──────── DATA FOR REVIEW ────────

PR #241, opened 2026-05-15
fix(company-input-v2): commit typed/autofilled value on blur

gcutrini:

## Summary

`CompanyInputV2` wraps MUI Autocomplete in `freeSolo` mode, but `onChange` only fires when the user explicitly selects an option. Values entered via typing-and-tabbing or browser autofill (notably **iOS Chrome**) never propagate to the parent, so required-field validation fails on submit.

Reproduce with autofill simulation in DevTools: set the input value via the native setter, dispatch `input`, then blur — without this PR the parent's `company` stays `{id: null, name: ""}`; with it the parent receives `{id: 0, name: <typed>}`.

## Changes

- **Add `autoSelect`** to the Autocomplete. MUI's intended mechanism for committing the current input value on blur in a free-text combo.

────────
──────── DATA FOR REVIEW ────────

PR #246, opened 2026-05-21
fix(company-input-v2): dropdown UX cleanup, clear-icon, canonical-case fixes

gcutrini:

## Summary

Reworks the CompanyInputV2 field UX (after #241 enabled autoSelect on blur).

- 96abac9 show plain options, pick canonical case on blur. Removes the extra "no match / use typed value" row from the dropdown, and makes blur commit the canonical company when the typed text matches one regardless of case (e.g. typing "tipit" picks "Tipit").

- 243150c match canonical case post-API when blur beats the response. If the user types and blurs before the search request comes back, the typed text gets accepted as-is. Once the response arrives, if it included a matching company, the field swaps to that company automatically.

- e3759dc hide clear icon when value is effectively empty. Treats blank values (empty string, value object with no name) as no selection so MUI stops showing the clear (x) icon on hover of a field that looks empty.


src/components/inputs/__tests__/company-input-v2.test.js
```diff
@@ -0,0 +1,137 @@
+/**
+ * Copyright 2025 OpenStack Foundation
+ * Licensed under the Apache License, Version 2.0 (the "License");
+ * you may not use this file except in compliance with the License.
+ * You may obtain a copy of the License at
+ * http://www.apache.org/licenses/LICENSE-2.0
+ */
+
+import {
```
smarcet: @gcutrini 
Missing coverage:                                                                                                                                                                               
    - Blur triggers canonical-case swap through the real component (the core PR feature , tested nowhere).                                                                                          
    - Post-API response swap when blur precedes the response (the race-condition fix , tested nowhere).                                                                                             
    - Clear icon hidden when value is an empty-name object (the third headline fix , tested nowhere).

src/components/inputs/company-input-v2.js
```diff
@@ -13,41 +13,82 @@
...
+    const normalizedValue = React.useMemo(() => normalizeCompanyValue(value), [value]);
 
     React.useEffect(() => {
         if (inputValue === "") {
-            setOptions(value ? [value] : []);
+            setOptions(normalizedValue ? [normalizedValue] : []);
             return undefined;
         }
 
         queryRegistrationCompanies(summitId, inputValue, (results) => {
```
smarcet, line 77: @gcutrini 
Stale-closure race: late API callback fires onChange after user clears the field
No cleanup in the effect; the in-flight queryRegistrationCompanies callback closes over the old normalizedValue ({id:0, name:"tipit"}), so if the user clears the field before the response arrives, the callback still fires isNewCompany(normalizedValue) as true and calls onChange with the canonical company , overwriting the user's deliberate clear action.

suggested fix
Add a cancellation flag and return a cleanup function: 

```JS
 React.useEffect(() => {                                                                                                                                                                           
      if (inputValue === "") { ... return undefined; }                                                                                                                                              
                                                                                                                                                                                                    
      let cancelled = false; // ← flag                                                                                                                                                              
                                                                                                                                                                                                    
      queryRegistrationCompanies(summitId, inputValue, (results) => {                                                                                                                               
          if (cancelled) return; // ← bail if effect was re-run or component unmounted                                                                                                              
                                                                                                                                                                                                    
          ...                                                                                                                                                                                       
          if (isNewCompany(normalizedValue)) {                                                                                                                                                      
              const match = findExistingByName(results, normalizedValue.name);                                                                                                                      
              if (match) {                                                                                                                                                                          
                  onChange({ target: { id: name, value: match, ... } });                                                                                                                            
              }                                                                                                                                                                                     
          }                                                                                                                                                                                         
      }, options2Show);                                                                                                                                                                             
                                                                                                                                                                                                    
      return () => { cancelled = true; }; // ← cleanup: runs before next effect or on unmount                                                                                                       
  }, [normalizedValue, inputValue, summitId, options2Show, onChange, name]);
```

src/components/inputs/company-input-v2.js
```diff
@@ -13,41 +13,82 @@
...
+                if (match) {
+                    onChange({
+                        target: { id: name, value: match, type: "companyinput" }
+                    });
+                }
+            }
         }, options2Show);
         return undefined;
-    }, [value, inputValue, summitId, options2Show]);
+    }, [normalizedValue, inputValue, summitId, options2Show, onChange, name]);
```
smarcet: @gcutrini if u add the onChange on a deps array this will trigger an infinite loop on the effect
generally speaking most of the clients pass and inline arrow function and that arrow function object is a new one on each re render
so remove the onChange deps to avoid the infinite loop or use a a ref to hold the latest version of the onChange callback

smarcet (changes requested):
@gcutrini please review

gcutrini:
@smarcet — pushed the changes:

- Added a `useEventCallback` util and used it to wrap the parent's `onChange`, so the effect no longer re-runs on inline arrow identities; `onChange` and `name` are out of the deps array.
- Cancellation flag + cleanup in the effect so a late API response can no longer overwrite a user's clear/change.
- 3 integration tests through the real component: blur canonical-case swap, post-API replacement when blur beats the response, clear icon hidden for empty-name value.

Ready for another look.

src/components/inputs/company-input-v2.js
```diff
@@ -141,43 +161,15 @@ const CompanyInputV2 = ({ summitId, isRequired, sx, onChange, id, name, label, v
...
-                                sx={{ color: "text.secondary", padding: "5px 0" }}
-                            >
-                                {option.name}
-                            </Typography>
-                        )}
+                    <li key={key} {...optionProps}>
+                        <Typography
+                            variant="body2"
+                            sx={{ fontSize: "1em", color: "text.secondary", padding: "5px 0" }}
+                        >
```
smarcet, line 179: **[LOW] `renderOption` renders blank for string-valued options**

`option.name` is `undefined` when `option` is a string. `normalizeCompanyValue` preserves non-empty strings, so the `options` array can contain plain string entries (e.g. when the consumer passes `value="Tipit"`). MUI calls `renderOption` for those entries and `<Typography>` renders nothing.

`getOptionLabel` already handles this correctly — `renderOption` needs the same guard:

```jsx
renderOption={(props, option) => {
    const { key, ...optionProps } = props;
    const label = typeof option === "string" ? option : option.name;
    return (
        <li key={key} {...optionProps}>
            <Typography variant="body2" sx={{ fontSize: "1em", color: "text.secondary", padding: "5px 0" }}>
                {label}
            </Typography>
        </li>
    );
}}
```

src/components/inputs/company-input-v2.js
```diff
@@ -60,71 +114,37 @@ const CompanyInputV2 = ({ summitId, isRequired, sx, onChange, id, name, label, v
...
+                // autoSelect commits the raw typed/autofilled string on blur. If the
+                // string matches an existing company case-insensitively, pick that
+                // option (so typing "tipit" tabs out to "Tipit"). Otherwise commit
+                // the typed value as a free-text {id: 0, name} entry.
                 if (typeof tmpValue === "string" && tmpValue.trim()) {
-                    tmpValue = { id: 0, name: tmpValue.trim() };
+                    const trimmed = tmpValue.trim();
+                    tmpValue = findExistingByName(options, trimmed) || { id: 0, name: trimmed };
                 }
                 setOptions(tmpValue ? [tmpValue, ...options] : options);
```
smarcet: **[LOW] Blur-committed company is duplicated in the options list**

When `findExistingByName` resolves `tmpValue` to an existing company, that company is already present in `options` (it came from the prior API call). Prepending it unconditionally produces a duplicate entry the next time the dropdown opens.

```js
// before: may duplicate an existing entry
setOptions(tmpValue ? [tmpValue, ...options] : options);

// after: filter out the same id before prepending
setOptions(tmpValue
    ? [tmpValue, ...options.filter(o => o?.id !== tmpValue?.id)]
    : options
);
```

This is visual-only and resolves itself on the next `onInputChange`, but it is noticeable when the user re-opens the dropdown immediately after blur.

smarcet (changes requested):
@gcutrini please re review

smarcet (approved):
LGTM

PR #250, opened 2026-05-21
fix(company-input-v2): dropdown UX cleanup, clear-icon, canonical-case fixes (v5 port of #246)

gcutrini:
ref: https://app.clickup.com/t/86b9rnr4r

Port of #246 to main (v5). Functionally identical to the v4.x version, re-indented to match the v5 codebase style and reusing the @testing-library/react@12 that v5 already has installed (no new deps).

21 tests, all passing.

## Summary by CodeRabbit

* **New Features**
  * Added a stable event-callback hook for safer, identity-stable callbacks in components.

────────
──────── DATA FOR REVIEW ────────

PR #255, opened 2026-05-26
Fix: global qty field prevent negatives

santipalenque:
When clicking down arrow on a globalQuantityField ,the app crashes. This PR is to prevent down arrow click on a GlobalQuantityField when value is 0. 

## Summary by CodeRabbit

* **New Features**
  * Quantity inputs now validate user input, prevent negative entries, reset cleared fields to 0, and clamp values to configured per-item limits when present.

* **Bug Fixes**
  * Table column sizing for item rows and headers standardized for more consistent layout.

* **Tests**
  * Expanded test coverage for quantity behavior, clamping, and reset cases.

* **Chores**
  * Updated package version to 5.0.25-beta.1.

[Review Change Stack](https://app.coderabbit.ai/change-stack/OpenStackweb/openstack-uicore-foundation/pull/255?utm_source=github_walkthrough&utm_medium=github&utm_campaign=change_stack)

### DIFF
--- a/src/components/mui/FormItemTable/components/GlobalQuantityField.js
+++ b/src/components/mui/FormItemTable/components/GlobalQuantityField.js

────────

• AIM OF THE TASK: Scan the material above for the word "longer", and copy each line where it appears.

• WRITTEN RESPONSE:
- Added a `useEventCallback` util and used it to wrap the parent's `onChange`, so the effect no longer re-runs on inline arrow identities; `onChange` and `name` are out of the deps array.
- Cancellation flag + cleanup in the effect so a late API response can no longer overwrite a user's clear/change.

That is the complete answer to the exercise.